** TASK ITEM **
Among these entries, count the lines containing the word "onReceiveStatus" and answer with only the number.
(DATA SHOWN begins)
PR #12047, opened 2024-12-17
DynamoDB: Fix empty replicas list in response

viren-nadkarni:
## Changes

This PR fixes a regression caused by https://github.com/localstack/localstack/pull/11938 which would cause an empty list to be returned when no replicas are configured ([reference test run](https://app.circleci.com/pipelines/github/localstack/localstack/30313/workflows/a3d53cf9-5726-4dbb-8fee-5b90a7b60cf5/jobs/268546/tests)). The behaviour is AWS validated by the tests in the reference run.

## Tests

Randomised MA/MR tests: https://app.circleci.com/pipelines/github/localstack/localstack/30321/workflows/ade8da0d-d52a-453e-8c4f-efc418e5d8c3

### DIFF
--- a/localstack-core/localstack/services/dynamodb/provider.py
+++ b/localstack-core/localstack/services/dynamodb/provider.py
@@ -752,7 +752,8 @@ class DynamoDBProvider(DynamodbApi, ServiceLifecycleHook):
             if replica_region != context.region:
                 replica_description_list.append(replica_description)
 
-        table_description.update({"Replicas": replica_description_list})
+        if replica_description_list:
+            table_description.update({"Replicas": replica_description_list})
 
         # update only TableId and SSEDescription if present
         if table_definitions := store.table_definitions.get(table_name):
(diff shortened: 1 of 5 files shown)


localstack-core/localstack/services/dynamodb/provider.py
```diff
@@ -752,7 +752,8 @@ def describe_table(
             if replica_region != context.region:
                 replica_description_list.append(replica_description)
 
-        table_description.update({"Replicas": replica_description_list})
+        if replica_description_list:
+            table_description.update({"Replicas": replica_description_list})
```
bentsku, line 756: nit: I think we could do `table_description["Replicas"] = replica_description_list` instead, but it was that way before so let's keep it, only a nit anyway 😄

bentsku (approved):
I'll review as I was, I think, by mistake pinged on the pipeline alert by Alex 😅 LGTM, I'll also merge the PR to unblock the pipeline, hope that's alright!

Issue #11703, opened 2024-10-17
bug: Update cbor2 requirement


hammer498:
### Is there an existing issue for this?

- [X] I have searched the existing issues

### Current Behavior

Currently cbor is listed as required for >= 5.2
https://github.com/localstack/localstack/blob/master/pyproject.toml#L60 
but this commit
https://github.com/localstack/localstack/commit/b612563c223423fb808f7117ba4eb0043a49f7f1
relies on the existence of `cbor2._decoder` which appears first in cbor 5.5
https://github.com/agronholm/cbor2/tree/5.5.0/cbor2
notice its absence here
https://github.com/agronholm/cbor2/tree/5.4.6/cbor2

### How are you starting LocalStack?

With a docker-compose file

#### How are you starting localstack (e.g., `bin/localstack` command, arguments, or `docker-compose.yml`)

    docker run localstack/localstack

#### Client commands (e.g., AWS SDK code snippet, or sequence of "awslocal" commands)

    awslocal s3 mb s3://mybucket

### Environment

```markdown
- OS:
- LocalStack:
  LocalStack version:
  LocalStack Docker image sha:
  LocalStack build date:
  LocalStack build git hash:
```

PR #12051, opened 2024-12-18
bump minimum version of cbor

alexrashed:
## Motivation
Fixes https://github.com/localstack/localstack/issues/11703.
As described in the issue, we should update the minimum requirement for the `cbor` library, as we depend on some code which was introduced with `cbor2==5.5.0`.

## Changes
- Update the minimum version for `cbor`. No other changes are necessary, since in our dependency lock files we already pin the latest version (`5.6.5`).


silv-io (approved):
LGTM!

PR #12053, opened 2024-12-18
Improve type safety of `container_exists`

martinfrancois:
## Motivation

I added type annotations to the `container_exists` function to improve type safety, facilitate static type checking, and improve developer experience.  

## Changes
While the code's external behavior remains unchanged, these changes improve the readability and maintainability of the code.

### DIFF
--- a/tests/cli/test_cli.py
+++ b/tests/cli/test_cli.py
@@ -27,7 +27,7 @@ def runner():
     return CliRunner()
 
 
-def container_exists(client, container_name):
+def container_exists(client: ContainerClient, container_name: str) -> bool:
     try:
         container_id = client.get_container_id(container_name)
         return True if container_id else False


martinfrancois:

martinfrancois:
I unfortunately can't add a label to the PR, can someone please add the label `semver: patch`? Thanks in advance!

alexrashed (commented):
Thanks, @martinfrancois for the contribution!
Additional type hints are always great! But to be honest, I am not sure if your change on the return statement really is more readable. 😄 
This is obviously quite subjective, and I'm happy to discuss this further, but I don't really see a reason to explicitly change this line and given that there isn't much else to the PR, I am leaning towards closing this PR...

thrau (changes requested):
thanks for the contribution @martinfrancois! agree with @alexrashed here that i don't think the return condition is more readable than before. but i like that were adding type hints!

martinfrancois:
Hi @alexrashed and @thrau, thanks a lot for the review! I totally understand; the return condition is indeed a matter of preference. I now dropped the commit with the change to the return condition and left the one with the type safety improvements :)

thrau (approved):
thanks for including our review :-) type hints are always helpful :+1:

Issue #2064, opened 2022-07-25
AWS Certificate Validation: On-page example is not valid.


MitchellGerdisch:

duro:
I am having the same problem with the TypeScript example. The block of code in that example is complex, and non-functional when used. Trying to debug it is driving me crazy.

ericpardee:
@duro The docs are definitely hit or miss.

Try looking at this example: https://github.com/pulumi/examples/blob/master/aws-apigateway-ts-routes/dns.ts

Issue #2032, opened 2022-05-12
Python Usage is incorrect for CertificateValidation


peoplesmeat:
[themes/default/content/registry/packages/aws/api-docs/acm/certificatevalidation/_index.md](https://www.pulumi.com/registry/packages/aws/api-docs/acm/certificatevalidation/)

It looks like someone copied the js version and called it python. The key in enumerate dictionary are not strings, domainValidationOptions should be domain_validation_options

Issue #2029, opened 2022-06-30
Broken example


TapTap21:
[themes/default/content/registry/packages/aws/api-docs/acm/certificate/_index.md](https://www.pulumi.com/registry/packages/aws/api-docs/acm/certificate/)

The example om ACM is still broken, see [this](https://bytemeta.vip/repo/pulumi/tf2pulumi/issues/117) code snippet on how it should look

PR #2122, opened 2022-08-31
aws.acm.CertificateValidation: Refactor the API docs to work

stack72:
Fixes: #2064
Fixes: #2032
Fixes: #2029
Fixes: #https://github.com/pulumi/registry/issues/1224


guineveresaenger (approved):
I assume we know these all work! and that we will add the Java examples later...

stack72:
> I assume we know these all work! and that we will add the Java examples later...

All these have been tested locally :)

PR #2123, opened 2022-09-01
Replace transformWithRandomString with Charset option

Frassle:


stack72 (approved):
Thank you for this :)

PR #2132, opened 2022-09-09
Corrected db_name deprecated doc string

mothran:
Fixed deprecation warning to use correct field name.


thomas11:
Thank you for your contribution, @mothran, and apologies for the late response. Looks like this PR was made obsolete by other changes in the meantime, removing the reference to `dbName` altogether.

PR #2148, opened 2022-09-20
preconfigureCallback: Allow Env Vars for Credentials Validation

stack72:
In order to ensure that the user doesn't need to add anything to
state to skip a credentials validation or to skip the metadata api
check, we now allow a user to set the value via environment variables.

The order of operations is that we check for provider configuration
first and if we can't find it, we check for the environment variable

Therefore, a person who wants to skip the credentials validation can
now set:

AWS_SKIP_CREDENTIALS_VALIDATION=true when running pulumi up


viveklak (approved):

stack72:
@viveklak this pr opens a fix for https://github.com/pulumi/pulumi-kubernetes-operator/issues/291

PR #2149, opened 2022-09-21
Read in role ARN in preConfigure validation

### LINKED ISSUE #2144: Errors with `aws:route53/getZone:getZone` after upgrading to 5.14.0
### What happened?

When i upgraded my project to 5.14.0 i started getting the following error a lot (20+ times) when i run a preview. Downgrading to 5.13.0 makes the problem go away.

```
pulumi:pulumi:Stack (stack-name):
  error: Running program '/path/to/project' failed with an unhandled exception:
  Error: invocation of aws:route53/getZone:getZone returned an error: unable to validate AWS credentials. Make sure you have:
  
      • Set your AWS region, e.g. `pulumi config set aws:region us-west-2`
      • Configured your AWS credentials as per https://pulumi.io/install/aws.html
      You can also set these via cli using `aws configure`.
  
  
      at Object.callback (/path/to/project/node_modules/@pulumi/runtime/invoke.ts:159:33)
      at Object.onReceiveStatus (/path/to/project/node_modules/@grpc/grpc-js/src/client.ts:338:26)
      at Object.onReceiveStatus (/path/to/project/node_modules/@grpc/grpc-js/src/client-interceptors.ts:426:34)
      at Object.onReceiveStatus (/path/to/project/node_modules/@grpc/grpc-js/src/client-interceptors.ts:389:48)
      at /path/to/project/node_modules/@grpc/grpc-js/src/call-stream.ts:276:24
      at processTicksAndRejections (node:internal/process/task_queues:77:11)
```

### Steps to reproduce

1. upgrade from 5.13.0 to 5.14.0
2. run pulumi up

### Expected Behavior

I should get a preview of the my changes

### Actual Behavior

The process crashes.

### Output of `pulumi about`

_No response_

### Additional context

_No response_

### Contributing

guineveresaenger:
Fixes #2144.

I followed the pattern we use in pulumi-azure to surface the underlying error.
I am open to other suggestions but I feel at this point it is more helpful to the user to forward the error from TF or AWS.

A screenshot of the new error surfacing when `aws-region is not set:

Screen Shot 2022-09-20 at 5 20 12 PM

Sample terminal output for an invalid role ARN, with identity details removed:
```
Diagnostics:
  aws:ec2:VpcIpam (guin):
    error: unable to validate AWS credentials. Details: IAM Role (xxxxxxxx/xxxx) cannot be assumed.
    
    There are a number of possible causes of this - the most common are:
      * The credentials used in order to assume the role are invalid
      * The credentials do not have appropriate permission to assume the role
      * The role ARN is not valid
    
    Error: operation error STS: AssumeRole, https response error StatusCode: 403, RequestID: yyyyyyyyyyyyyyy, api error AccessDenied: User: xxxxxxxxxxx is not authorized to perform: xxxxxxxxxx
    
    
    Make sure you have:
    
     	 • Set your AWS region, e.g. `pulumi config set aws:region us-west-2`
     	 • Configured your AWS credentials as per https://pulumi.io/install/aws.html
     	 You can also set these via cli using `aws configure`.
 
```

### DIFF
--- a/provider/resources.go
+++ b/provider/resources.go
@@ -323,14 +323,15 @@ func preConfigureCallback(vars resource.PropertyMap, c shim.ResourceConfig) erro
 	}
 
 	if details, ok := vars["assumeRole"]; ok {
-		assumeRoleDetails := resource.NewPropertyMap(details)
+
 		assumeRole := awsbase.AssumeRole{
-			RoleARN:     stringValue(assumeRoleDetails, "roleArn", []string{}),
-			ExternalID:  stringValue(assumeRoleDetails, "externalId", []string{}),
-			Policy:      stringValue(assumeRoleDetails, "policy", []string{}),
-			SessionName: stringValue(assumeRoleDetails, "sessionName", []string{}),
+			RoleARN:     stringValue(details.ObjectValue(), "roleArn", []string{}),
+			ExternalID:  stringValue(details.ObjectValue(), "externalId", []string{}),
+			Policy:      stringValue(details.ObjectValue(), "policy", []string{}),
+			SessionName: stringValue(details.ObjectValue(), "sessionName", []string{}),
 		}
 		config.AssumeRole = &assumeRole
+
 	}
 
 	// By default `skipMetadataApiCheck` is true for Pulumi to speed operations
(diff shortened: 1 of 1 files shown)


jkisk (approved):
Thank you, I agree we should pass along the error to assist user with debugging here

guineveresaenger:
@stack72 that was my concern as well - however, the increasing amounts of different errors a user can run into here is not something I'm comfortable swallowing anymore. The alternative is parsing the error string for mentions of `assumeRole` or `"Assume Role: role ARN not set"` and...I think that would be an antipattern.

richmeij:
Hi all, is there any update on this PR?

wannessels:
@stack72 can you elaborate on this?

> I think we should tread carefully here... this may expose TF implementation details

What details might leak here? Is that really problematic?

Right now we (and reading through issues a lot of others are well) are stuck on 5.13.0, and even there we are hitting issues with roleArn not setting/propagating properly. It sounds like this patch could fix a lot if not all of those issues.

viveklak (approved):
(DATA SHOWN ends)
** ANSWER FOR THE TASK **
3